Do you find that eating Keto friendly processed snacks make you gain weight?


#1

Hi folks,

I’ve been experimenting with some ‘keto friendly’ snacks and was wondering if others on this forum have a similar experience.

I noticed that when eating keto cupcakes from a local keto bakery (5 net carbs) where they use almond flour and sweeten with monk fruit, that I tend to jump 4-5 lbs. This goes away after 2-3 days but does come as a shock when it first comes on.

I notice it too when I try other packaged snacks such as Love Good Fats or
ChocoXO Keto Snaps.

The ingredients seem good but I notice that my weight jumps up temporarily. I would have thought since it’s not real sugar that I shouldn’t be retaining water… assuming that’s where the weight is coming from.

Has anyone else experienced this?


(Tim Cee) #2

I haven’t noticed it and I don’t do keto sweets almost ever. However, it is known that taste alone can signal a bump in insulin which could cause you to retain salt. Some people are more sensitive in this way to one fake sugar differently than the other. I say replace birthday cake with birthday steak and you’ll be sorted.


(Gregory - You can teach an old dog new tricks.) #3

Possibly something to do with water retention…

You don’t eat 4-5 lbs of these snacks do you?


(Allie) #4

image

Why do you think it’s not real sugar?


#5

I don’t remember even writing this post. Then I took a look at the date and it was almost 2 years ago :slight_smile:

Back then I thought if something was labelled ‘keto’ then it must be. Marketers wouldn’t lie to us would they? Spoiler: Yeah, they do! :slight_smile:

I also didn’t know the various names that food companies hide sugar as. In this example it was organic cane sugar. Sounded “healthy” at the time.


(Robin) #6

This is hilarious.
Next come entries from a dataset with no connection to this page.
Issue #60730, opened 2024-02-23
Add support for global alerts


fkling:
The alerts shown above the top navigation.

PR #60910, opened 2024-03-07
Add basic global notification UI

vovakulikov:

Like a visit from yourself in the past. Look how much wiser you are today!


#7

Oh yes I had a period when I only ate brown cane sugar and honey as sugar (and whatever in processed stuff was, of course)… No regrets, I liked the taste (I don’t remember the cane sugar but good honey is super tasty) :wink: But I think very very differently from that now (and my body acts differently too).


(Joey) #8

I always marvel at how little I knew just a short time ago. Humbling.
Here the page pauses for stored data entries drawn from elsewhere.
Issue #60912, opened 2024-03-07
Fix/remove merging subscription info from multiple SAMS accounts for a dotcom user


thenamankumar:
Fix/remove merging subscription info from multiple SAMS accounts for a dotcom user

chrsmith:
This needs to get routed to the Cody Prime team.

PR #60913, opened 2024-03-07
Merge cody subscription details from multiple associated SAMS accounts

thenamankumar:
As part of [#inc-284-plg-users-paying-for-and-being-billed-for-pro-without-being-upgrade](https://sourcegraph.slack.com/archives/C06N8ELPKNH/p1709796118502059) it is noted that users have multiple SAMS accounts associated with their dotcom account.

Originally we only fetched subscription data from the first SAMS account associated with the user. As part of this PR, we are now fetching subscription data from all SAMS accounts associated with the user, and using the one with an active subscription. This is only a TEMPORARY solution to mitigate the incident. If there is no active subscription, we default to the first subscription fetched. 

MUST be removed/fixed once we have a proper solution in place as part of [#60912](https://github.com/sourcegraph/sourcegraph/issues/60912).

## Test plan

unit tests updated

### DIFF
--- a/internal/cody/subscription.go
+++ b/internal/cody/subscription.go
@@ -122,12 +122,12 @@ func consolidateSubscriptionDetails(ctx context.Context, user types.User, subscr
 	}, nil
 }
 
-// getSAMSAccountIDForUser returns the user's SAMS account ID if available.
+// getSAMSAccountIDsForUser returns the user's SAMS account ID if available.
 //
 // If the user has not associated a SAMS identity with their dotcom user account,
 // will return ("", nil). After we migrate all dotcom user accounts to SAMS, that
 // should no longer be possible.
-func getSAMSAccountIDForUser(ctx context.Context, db database.DB, dotcomUserID int32) (string, error) {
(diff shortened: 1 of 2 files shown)


filiphaftek (approved):
👍

internal/cody/subscription.go
```diff
@@ -141,38 +141,67 @@ func getSAMSAccountIDForUser(ctx context.Context, db database.DB, dotcomUserID i
 		},
```
bobheadxi, line 141: GitHub makes it a bit difficult to comment but @thenamankumar , there's a parameter here that indicates this database query in a real environment only fetches 1 account still:

```
		LimitOffset: &database.LimitOffset{
			Limit: 1,
		},
```

It seems this adds a `LIMIT 1` to the query which limits the result set to 1.

thenamankumar: Thanks for reporting, I left that by mistake. I updated the unit tests but they mock the DB, so this got missed.

Fix PR: https://github.com/sourcegraph/sourcegraph/pull/61015

PR #60914, opened 2024-03-07
Expose API to fetch cody subscription associated with SAMS identity

thenamankumar:
As part of [#inc-284-plg-users-paying-for-and-being-billed-for-pro-without-being-upgrade](https://sourcegraph.slack.com/archives/C06N8ELPKNH/p1709796118502059) it is noted that users have multiple SAMS accounts associated with their dot-com account which is unexpected.

This PR exposes graphql API to allow us to fetch cody subscription associated with the SAMS external account identity.

Comparing `user.codySubscription` with `user.externalAccounts.nodes.codySubscription` will allow us to debug the mismatch between the SAMS identity using which the user paid for cody pro vs the one they are signed in on dotcom or cody clients.

## Test plan

Run query:
```graphql
{
  user(username: "hereisnaman") {
    codySubscription {
      plan
      status
      currentPeriodStartAt
      currentPeriodEndAt
    }
    externalAccounts {
      nodes {
        serviceID
        serviceType
        accountID
        codySubscription {
          plan
          status
          currentPeriodStartAt
          currentPeriodEndAt
        }
      }
    }
  }
}
```

### DIFF
--- a/cmd/frontend/graphqlbackend/external_account.go
+++ b/cmd/frontend/graphqlbackend/external_account.go
@@ -2,15 +2,20 @@ package graphqlbackend
 
 import (
 	"context"
+	"fmt"
 
 	"github.com/graph-gophers/graphql-go"
 	"github.com/graph-gophers/graphql-go/relay"
 
 	"github.com/sourcegraph/sourcegraph/internal/actor"
 	"github.com/sourcegraph/sourcegraph/internal/auth"
+	"github.com/sourcegraph/sourcegraph/internal/cody"
 	"github.com/sourcegraph/sourcegraph/internal/database"
+	"github.com/sourcegraph/sourcegraph/internal/dotcom"
 	"github.com/sourcegraph/sourcegraph/internal/extsvc"
 	"github.com/sourcegraph/sourcegraph/internal/gqlutil"
+	"github.com/sourcegraph/sourcegraph/internal/ssc"
+	"github.com/sourcegraph/sourcegraph/lib/errors"
 )
 
 type externalAccountResolver struct {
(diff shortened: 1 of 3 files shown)


cmd/frontend/graphqlbackend/external_account.go
```diff
@@ -51,6 +56,29 @@ func (r *externalAccountResolver) ServiceType() string { return r.account.Servic
...
 func (r *externalAccountResolver) ClientID() string    { return r.account.ClientID }
 func (r *externalAccountResolver) AccountID() string   { return r.account.AccountID }
+
+func (r *externalAccountResolver) CodySubscription(ctx context.Context) (*CodySubscriptionResolver, error) {
+	if !dotcom.SourcegraphDotComMode() {
+		return nil, errors.New("this feature is only available on sourcegraph.com")
+	}
+
+	if r.account.ServiceType == "openidconnect" && r.account.ServiceID == fmt.Sprintf("https://%s", ssc.GetSAMSHostName()) {
+		return nil, nil
```
burmudar, line 66: Should this no return an error like "ErrNotCodySub" ?

cmd/frontend/graphqlbackend/schema.graphql
```diff
@@ -6844,6 +6844,10 @@ type ExternalAccount implements Node {
     may query this field.
     """
     publicAccountData: PublicExternalAccountData
+    """
+    Cody Subscription associated with the external account.
```
vdavid, line 6848: Let's mark this as temporary for debugging an incident.

vdavid (approved):
Fine after adding the note about the change being temporary.

cmd/frontend/graphqlbackend/external_account.go
thenamankumar: No, users have non-openidconnect external accounts, for which cody subscription should be nil.

burmudar: I think the point I am more conveying is that there should be some value returned. Having both nil seems weird and out of place. So maybe even then `ErrNonOpenIDCodySub`

PR #60925, opened 2024-03-07
search: remove unused parameters in phrase boost

stefanhengl:
I came across this while debugging another issue. I guess the parameters become obsolete in a recent refactor.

(FWIW, cow manure is 100% organic. So is a coronavirus, for that matter.)


#9

Organic and natural means nothing health wise, of course. I never understood why people think so and even the so called pros can use that as an argument… Crazy.
We have very natural and organic deathcaps in the nearby forest sometimes (they are beautiful :slight_smile: I have a few favs among the deadly mushrooms in my country).


#10

Amen. Lots learned here in the past couple of years. Anthrax and asbestos are also natural :slight_smile:

Here’s another recent lesson. My wife picked up this turkey thinking there were no carbs, when I noticed that potato starch and cane sugar were on the list of ingredients. The nutritional information is representing it as 0g of carb and sugar:


If it wasn’t for these forums I wouldn’t have known that food manufacturers can round down their grams.


#11

Reading the ingredients list sounds a good idea anyway (not buying stuff with an ingredient list sounds even better but I have such items myself). We don’t have this rounding problem here but just knowing the carb content isn’t informative enough.
(Sometimes I simply can’t tell the net carb content as it’s not on the label, I don’t like that but as I almost never eat such stuff, it doesn’t matter much.)